Required work: Pull every line holding the string "data" from the records below.

==== Input for this task ====

Issue #4203, opened 2026-09-09
Rust IfcType: generate the type universe per schema version and retire the legacy tables


louistrue:
Parent: #4201 (The whole schema, first class). Frontier: one schema source of truth, Rust half.

## Problem

`rust/core/src/generated/schema.rs` is generated from `IFC4X3_DEV_923b0514` alone. Every class that exists only in IFC2X3 or IFC4 resolves to `IfcType::Unknown(crc32)` (`schema.rs:1955`), which stores a hash, not the keyword, and whose `attribute_names()` is empty (`schema.rs:13409`). `rust/core/src/legacy_entities.rs` patches 26 of those names by hand, `rust/export/src/rooted_type.rs:113-166` patches 54 more for rootedness only, and `rust/export/src/schema_pad.rs:24-26` says why the conversion tables are hand-kept: "Rust has no per-schema attribute table".

`legacy_entities.rs:105-112` names the failure mode: an unmapped class is dropped from both the attribute export and meshing, "silent data loss, not a visible inconsistency (#3172)". #3179 (every legacy keyword labelled Unknown in the browser) and #3187 (IfcDoorStyle geometry dropped on every path) are instances.

## Scope

- Generate the Rust type universe and attribute tables per schema version from the same EXPRESS inputs as the TypeScript side (depends on #4202 landing the IFC2X3 schema file).
- `from_str` resolves any class of any supported version; an unrecognised keyword keeps its name, never only a hash.
- `attribute_names(version)` answers for every class of that version.
- Delete `legacy_entities.rs` and `LEGACY_ROOTED_TYPES` once the generated tables reproduce every row; the parity fixtures under `rust/export/tests/` and `scripts/check-legacy-entity-coverage.mjs` are the acceptance test, then retire with the tables they guarded.

## Ends when

`check-legacy-entity-coverage.mjs` reports zero droppable products with the legacy table removed, the rooted-type and upconvert parity fixtures pass unchanged, and the wasm mesh batch labels every class by its exact name.

## Out of scope

Geometry processors for any newly-resolved class; resolving a class is not meshing it.

---

**Originating vision:** [The whole schema, first class](https://github.com/LTplus-AG/ifc-lite/discussions/5038) (migrated from #4201). This issue remains independently planned and tracked.

BIMvoice:
Claiming this. Session 1789059598, branch fix-4203-rust-per-schema-types.

BIMvoice:
[...]

Issue #4202, opened 2026-09-09
Codegen: bring IFC2X3 into codegen and generate the runtime registry per schema version


louistrue:
Parent: #4201 (The whole schema, first class). Frontier: one schema source of truth.

## Problem

The TypeScript runtime schema registry is generated from `IFC4_ADD2_TC1` alone (`packages/parser/src/generated/schema-registry.ts`, header of every file under `packages/parser/src/generated/`). `packages/codegen/schemas/` holds only `IFC4_ADD2_TC1.exp` and `IFC4X3.exp`; there is no IFC2X3 EXPRESS file in the repository. The IFC2X3 table in `packages/data/src/ifc-schema/generated/entities-ifc2x3.ts` comes from a different source (vendored `SchemaInfo.*.g.cs`) and carries attribute names only: no EXPRESS types, no optional flags, no enums, no selects, no inverses.

The measured consequence is pinned in `packages/parser/src/entity-attributes-across-schemas.test.ts:9`: the registry answers an empty attribute list for 251 classes, and `packages/mcp/src/tools/schema-reach.test.ts:11` records 39 IFC2X3 and 80 IFC4X3 `IfcRoot` classes with no inheritance chain. `packages/export/src/attribute-slot-types.ts:35-43` states outright that attribute types "do not exist in this repo to be read".

## Scope

- Add the IFC2X3 EXPRESS schema (IFC2X3_TC1) to `packages/codegen/schemas/` alongside the two present.
- Generate a per-version runtime registry (entities, attributes with EXPRESS type and optionality, enums, selects, inheritance) for IFC2X3, IFC4 and IFC4X3 from the same generator, and select the registry by the model's `schemaVersion`.
- Keep the existing IFC4 answers byte-stable for every class IFC4 already knows: the diff fingerprint adapters hash these names, and the across-schemas test asserts this half.
- Retire the hand-copied mirror described in `packages/codegen/INTEGRATION.md` so `scripts/check-codegen-sync.mjs` is the only path.

## Ends when

The 251-empty and 39/80-no-chain pins drop to zero, the codegen sync gate covers the new outputs, and `docs/guide/parsing.md:507-509` states the registry source per version truthfully.

## Out of scope

The Rust `IfcType` enum, which has the same one-version shape (IFC4X3 only) and is a separate subissue. IFC5, which has no EXPRESS schema.

Issue #3187, opened 2026-08-25
Bare IfcType::from_str is used to classify at 11 sites, against the rule schema_helpers.rs states — IfcDoorStyle/IfcWindowStyle are dropped before they can become jobs


louistrue:
`schema_helpers.rs:278-280` states the rule: a consumer that wants an entity's *classification* must call `legacy_aware_ifc_type` on the keyword, because `DecodedEntity.ifc_type` is a bare `IfcType::from_str` and is deliberately literal. Nine sites hold the keyword and classify with a bare `from_str` instead.

Found while reviewing #3182, which fixes one instance (the browser mesh label in `gpu_meshes/batch.rs`). The rest are untouched.

## Actively dropping geometry

Four sites gate type-geometry candidates on `ends_with("STYLE")` then a bare subtype check:

```
rust/wasm-bindings/src/api/styling/prepass.rs:177-179
rust/wasm-bindings/src/api/gpu_meshes/prepass.rs:391-393
rust/processing/src/shard_classes.rs:143-146
rust/processing/src/processor/mod.rs:802
```

```rust
let ifc_type = IfcType::from_str(type_name);
if !ifc_type.is_subtype_of(IfcType::IfcTypeProduct) { continue; }
```

For `IFCDOORSTYLE` and `IFCWINDOWSTYLE`, both dropped by IFC4X3, `from_str` returns `Unknown`, `Unknown` is a subtype of nothing, and the candidate is discarded before it becomes a job. They also carry `has_geometry: false` in `legacy_entities.rs:77,81`, so the ordinary product route does not reach them either.

This is why #3182's changeset was corrected before merge: an earlier draft listed `IfcDoorStyle` and `IfcWindowStyle` among the keywords it fixed. They never reach the line it changed.

## Latent, same rule violation

Six sites compute a job's `ifc_type` with a bare `from_str`. They feed `detect_rtc_offset_with_fallback` and the `IfcTypeProduct` branch rather than a user-visible label, so nothing is visibly wrong today:

```
rust/wasm-bindings/src/api/styling/prepass.rs:68, 73, 94
rust/wasm-bindings/src/api/gpu_meshes/prepass.rs:349, 397, 419
rust/wasm-bindings/src/api/gpu_meshes/prepass_discovery.rs:135, 141
```

[...]

PR #4495, opened 2026-09-10
fix(export): generate a legacy entity's own attribute names per schema version

BIMvoice:
Refs #4203 (partial — see below; does not close it)

## What

`rust/export/src/model_props.rs`'s `render_attributes` read `entity.ifc_type.attribute_names()`, and `entity.ifc_type` is decoded via a bare `IfcType::from_str` in the tokenizer — `Unknown` for any IFC2X3/IFC4 entity removed by IFC4X3, whose `attribute_names()` is `&[]`. The row already got the correct legacy-resolved display type (`model.rs` uses `legacy_aware_ifc_type` for that), but every own-class attribute silently vanished from the attribute export, for all 26 names `rust/core/src/legacy_entities.rs` already resolves for geometry/rootedness purposes. A file with an `IFCDOORSTYLE` mesh correctly and an attribute row for it, with zero own-class attributes on that row.

Borrowing the resolved base type's attribute names is not a safe fix: `IFCDOORSTYLE` (IFC2X3/IFC4) ends `…, OperationType, ConstructionType, ParameterTakesPrecedence, Sizeable`; its resolved base type `IfcDoorType` (IFC4X3) ends `…, PredefinedType, OperationType, ParameterTakesPrecedence, UserDefinedOperationType` — same length, different names from index 8 on, so the base type's names would relabel `Sizeable`'s value as `UserDefinedOperationType` instead of merely dropping it.

`scripts/generate-legacy-attribute-names.mjs` generates `rust/core/src/generated/legacy_attribute_names.rs`: each legacy entity's OWN positional attribute names, read from the same EXPRESS-derived tables the TypeScript side already generates (`packages/data/src/ifc-schema/generated/entities-ifc2x3.ts`, `entities-ifc4.ts` — themselves produced from `packages/codegen/schemas/*.exp`), not a new EXPRESS parser and not an approximation. `render_attributes` now consults this table first, falling back to the modern enum's `attribute_names()` unchanged for every name the generated `schema.rs` already resolves.

## Why this is only half of #4203

I confirmed the dependency (#4202 → merged as #4218) and that the degradation #4203 describes is still live: `rust/core/src/generated/schema.rs:1058` (`Unknown(u32)`) and `:13421` (`Self::Unknown(_) => &[]`) are both present on `main` at `18c5aa18e`.

#4203 asks for two things: (a) generate the type/attribute universe per schema version, and (b) delete `legacy_entities.rs` and `LEGACY_ROOTED_TYPES` once the generated tables reproduce every row. This PR is a bounded slice of (a) only — it does **not**:
- change `IfcType::from_str`, which still returns `Unknown(u32)` for these names (rootedness, geometry routing, and every other `from_str` call site are unaffected, unchanged);
- generate `legacy_entities.rs`'s base-type mapping (it is already exhaustive per `scripts/check-legacy-entity-coverage.mjs`'s definition, so generating it would change provenance, not coverage — a separate, lower-value PR);
- attempt the deletion in (b) at all, per the scoping in this issue.

A full per-version `IfcType`/`from_str` (the deeper architectural ask) touches ~145 files across `rust/core`, `rust/export`, `rust/geometry`, `rust/processing` and `rust/wasm-bindings` that consume the canonical `IfcType` enum — too large for one reviewable PR. This PR fixes the one concretely reproducible, currently-live defect in the attribute-export path without that rewrite, and sets up the same "generate from EXPRESS, prove parity" pattern (a) needs elsewhere.

## Verification

RED/GREEN (`rust/export/src/model_tests.rs`, new test `a_legacy_type_products_own_attributes_use_its_own_schema_names_not_the_base_types`):
- Before: `IFCDOORSTYLE`'s attribute row was empty — `panicked: IFCDOORSTYLE's own attributes must not be dropped just because IfcType::from_str("IFCDOORSTYLE") is Unknown`.
- After: `OperationType`, `ConstructionType`, `ParameterTakesPrecedence`, `Sizeable` all present, with `Sizeable`'s boolean value (`.T.` → `"true"`) at the correct position; `PredefinedType`/`UserDefinedOperationType` (IfcDoorType-only names) absent.

Mutation: renamed the generated table's `Sizeable` entry to `MUTATED_NOT_SIZEABLE` — test failed with that literal string in the assertion output, proving the generated table (not a stale fallback) is what the code path reads. Reverted, re-confirmed green.

Both directions: the existing `rust/export/src/model_tests.rs` suite (416 tests, including the pre-existing `#3187` `IfcDoorStyle` mesh/row test and ordinary IFC4X3 fixtures like `IfcReinforcingBar`/`IfcBoilerType` attribute tests) all pass unchanged. `IFCWALL` and every other name the generated enum resolves has zero rows in the new table (confirmed by grep), so the fallback path is untouched.

Parity: `rust/export/tests/rooted_type_parity.rs` and `schema_upconvert_parity.rs` — both pass, unaffected (this PR doesn't touch rootedness or upconversion). `scripts/check-legacy-entity-coverage.mjs` — still green (26 arms, 164 concrete legacy products resolvable). New generator's own `--check` mode — green (285 legacy entities, 0 conflicts between the IFC2X3 and IFC4 tables).

Real pass/fail counts (private `CARGO_TARGET_DIR` under `/tmp`, `rust/core` + `rust/export`, native, no wasm involved): 270 + 416 tests, 0 failures. `cargo clippy -p ifc-lite-core -p ifc-lite-export --all-targets -- -D warnings` (matches the CI command) — clean. Nothing BLOCKED — this change never touches `@ifc-lite/wasm` or `@ifc-lite/geometry`'s wasm boundary.

Gates: `node scripts/check-module-size.mjs` — EXIT=0 (my new JS generator is 154 lines; the new generated Rust file lives under a `/generated/` dir, which the Rust ratchet's own logic excludes — confirmed, not assumed, by running `cargo test -p ifc-lite-processing --test module_size_ratchet`, EXIT=0, `no_module_grows_past_its_ratchet_budget` passed with no new allowlist row needed). `node scripts/check-generated.mjs` — every gate that could run in this environment (no `pnpm install`) passed; the rest are documented skips (no `node_modules`), not failures. No `--allow-raise` used anywhere.

Changeset: `.changeset/legacy-entity-own-attribute-names.md`.

`main` is currently red on `check-sdk-canary-coverage` (fixed by open #4493) — expected, unrelated to this change.

## Summary by CodeRabbit

- **Bug Fixes**
  - Fixed export of own attribute names for legacy IFC entities, including IFC2X3 and IFC4 entities not present in newer schemas.
  - Legacy entity keywords are now matched case-insensitively, improving compatibility with varied source-file casing.
  - Modern entity exports continue to use their existing attribute definitions.
- **Tests**
  - Added regression coverage for legacy attribute names, lowercase keywords, and unchanged modern-entity behavior.


louistrue (approved):
Reviewed the full diff. render_attributes now reads a legacy (IFC2X3/IFC4, removed-by-IFC4X3) entity's OWN positional attribute names from the generated legacy_attribute_names.rs table before falling back to the modern enum's attribute_names(), so IFCDOORSTYLE and the other 26 legacy names no longer export an empty attribute row — and the base type's names are deliberately not borrowed, since IfcDoorType's list would relabel Sizeable as UserDefinedOperationType. The table is generated by scripts/generate-legacy-attribute-names.mjs from the same EXPRESS-derived entity tables the TypeScript side uses, with a --check mode and conflict reporting; the lookup shares normalise_uppercase with legacy_aware_ifc_type so a lowercase keyword cannot resolve a display type yet miss the attribute lookup. Tests pin the IFCDOORSTYLE row (own names present, base-only names absent, Sizeable at the right slot), the lowercase/uppercase parity, and that modern names are unaffected; the Rust API manifest records the new pub fn. A deliberate partial slice of #4203 (Refs, not Closes); every required check is green on the current head.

====

Solution for this problem:
`legacy_entities.rs:105-112` names the failure mode: an unmapped class is dropped from both the attribute export and meshing, "silent data loss, not a visible inconsistency (#3172)". #3179 (every legacy keyword labelled Unknown in the browser) and #3187 (IfcDoorStyle geometry dropped on every path) are instances.
The TypeScript runtime schema registry is generated from `IFC4_ADD2_TC1` alone (`packages/parser/src/generated/schema-registry.ts`, header of every file under `packages/parser/src/generated/`). `packages/codegen/schemas/` holds only `IFC4_ADD2_TC1.exp` and `IFC4X3.exp`; there is no IFC2X3 EXPRESS file in the repository. The IFC2X3 table in `packages/data/src/ifc-schema/generated/entities-ifc2x3.ts` comes from a different source (vendored `SchemaInfo.*.g.cs`) and carries attribute names only: no EXPRESS types, no optional flags, no enums, no selects, no inverses.
`scripts/generate-legacy-attribute-names.mjs` generates `rust/core/src/generated/legacy_attribute_names.rs`: each legacy entity's OWN positional attribute names, read from the same EXPRESS-derived tables the TypeScript side already generates (`packages/data/src/ifc-schema/generated/entities-ifc2x3.ts`, `entities-ifc4.ts` — themselves produced from `packages/codegen/schemas/*.exp`), not a new EXPRESS parser and not an approximation. `render_attributes` now consults this table first, falling back to the modern enum's `attribute_names()` unchanged for every name the generated `schema.rs` already resolves.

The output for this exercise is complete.